English is detected as Sotho too often

pemistahl / lingua-py

The most accurate natural language detection library for Python, suitable for short text and mixed-language text

Apache License 2.0

1.08k stars 44 forks source link

English is detected as Sotho too often #158

Closed iwtu closed 11 months ago

iwtu commented 12 months ago

English language is detected so often, then if I use the rule: replace Sotho with English, it will work.

pemistahl commented 11 months ago

Do you build the language detector from all available languages? Please give me concrete examples for which my library produces wrong results. Otherwise, your issue is no help for me to improve the algorithm. Thank you.

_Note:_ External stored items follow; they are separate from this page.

PR #9511, opened 2018-09-10
new ethabi

debris:
this pull request updates the repo to use the latest version of ethabi.

@svyatonik please carefully review changes in secret store as they were the most complicated :)


secret_store/src/listener/service_contract.rs
```diff
@@ -449,318 +446,280 @@ pub fn mask_topics(mask: &ApiMask) -> Vec<H256> {
...
 	/// Check if response from key server is required.
-	pub fn is_response_required(client: &Client, contract_address: &Address, contract: &service::Service, server_key_id: &ServerKeyId, key_server: &Address) -> bool {
+	pub fn is_response_required(client: &Client, contract_address: &Address, server_key_id: &ServerKeyId, key_server: &Address) -> bool {
 		// we're checking confirmation in Latest block, because we're interested in latest contract state here
-		let do_call = |data| client.call_contract(BlockId::Latest, *contract_address, data);
-		contract.functions()
-			.is_document_key_store_response_required()
-			.call(*server_key_id, key_server.clone(), &do_call)
-			.unwrap_or(true)
+		let (encoded, decoder) = service::functions::is_server_key_generation_response_required::call(*server_key_id, *key_server);
```
svyatonik: `is_server_key_generation_response_required` -> `is_document_key_store_response_required`

svyatonik:
`ServiceTransactionsChecker` + SS-related changes are looking good (except for 1 typo above). I'll take a look again tomorrow with a clear head (probably missed something today - not feeling good).

hash-fetch/src/urlhint.rs
```diff
@@ -109,7 +108,6 @@ impl URLHintContract {
 	/// Creates new `URLHintContract`
 		pub fn new(client: Arc<RegistrarClient<Call=Asynchronous>>) -> Self {
```
dvdplm: indentation is off here

dvdplm:
I am way too unfamiliar with the this code to be able to say something intelligent about it. As a general comment it seems like the new interface is slightly less ergonomic than the old (I believe the change was dictated by performance reasons though, so that's fine).
While reading I wondered if we're opening up for nasty bugs now that the contract functions are free standing functions and not tied to the type as struct members; imagine we have two contracts with identical call signatures and we happen to call the wrong one. But as said, I'm way too unfamiliar with this stuff to tell if it's a real concern or not.

ethcore/src/engines/block_reward.rs
```diff
@@ -81,15 +81,13 @@ impl Into<trace::RewardType> for RewardKind {
 #[derive(PartialEq, Debug)]
 pub struct BlockRewardContract {
 	kind: SystemOrCodeCallKind,
-	block_reward_contract: block_reward_contract::BlockReward,
 }
```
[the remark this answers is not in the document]
debris: I'd prefer to do it in a separate pr. It seems to be a trivial, but a relatively big change

debris:
> While reading I wondered if we're opening up for nasty bugs now that the contract functions are free standing functions and not tied to the type as struct members;

tbh, I don't see how tying it to a struct could is any different than calling a freestanding method

> imagine we have two contracts with identical call signatures and we happen to call the wrong one. 

if the signatures of *contract functions* are the same, nothing bad would happen cause the result of such encoding would be the same.

but I guess you wanted to ask about calling two functions that have the accept params of the same type. well... there is not much we can do to prevent it... we just need to write appropriate tests for it

PR #9514, opened 2018-09-10
Fix checkpointing when creating contract failed

sorpaas:
In `revert_to_checkpoint` case, when an entry exists but `None`, it should invalidate current cache. So in `discard_checkpoint` we shouldn't merge it with downward checkpoint entries.


5chdn:
Adding patch label to make sure this ends up in 2.1-beta once branched out.

PR #9522, opened 2018-09-11
Fix a panic on create2 new opcode

cheme:
Memory calculation for create2 is the same as for create because the additional parameter was popped before.

Alternate fix would be to stop poping the salt in interpreter `exec_instruction` function. This is a bit more robust (this fix only is fine if `exec_instruction` is called before the `requirement` call), but require more change to fix.

I did not add a test case because it is covered by src/GeneralStateTestsFiller/stCreate2/create2InitCodesFiller.json of ethereum/tests. 

Please note that this json test case does not currently run in our CI (constantinople test case are not yet all running).


debris:
> Please note that this json test case does not currently run in our CI (constantinople test case are not yet all running).

Can we enable it?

iwtu commented 11 months ago

code: langue_detector = LanguageDetectorBuilder.from_all_spoken_languages().build()

samples, which was detected as Sotho.

Can I use my credits?
Hello
i cannot make chcek in
I pay tikets
Hello whats going on
hello how can i get more bagage
thats it thank you
Tell the promocode
I want more kelo
Rephrase
can y cancel the tikets?

pemistahl commented 11 months ago

I cannot take your misspelled examples seriously. If you spell them correctly, the identified language is English. As for the others, the sum of the ngram probabilities for Sotho is simply larger than the sum of the ngram probabilities for English. This is not a bug, this is how the Naive Bayes language model works. You will never reach 100 % accuracy, no matter which language detector you choose. That's why I close this issue now.

iwtu commented 11 months ago

well, there real user's inputs. It's not all about Naive Bayes language model. There is also reality element :) Maybe some check/correct for typos?

pemistahl commented 11 months ago

This is a language identification library, not a spell-checking library. Go and use an additional spell checker if you need one.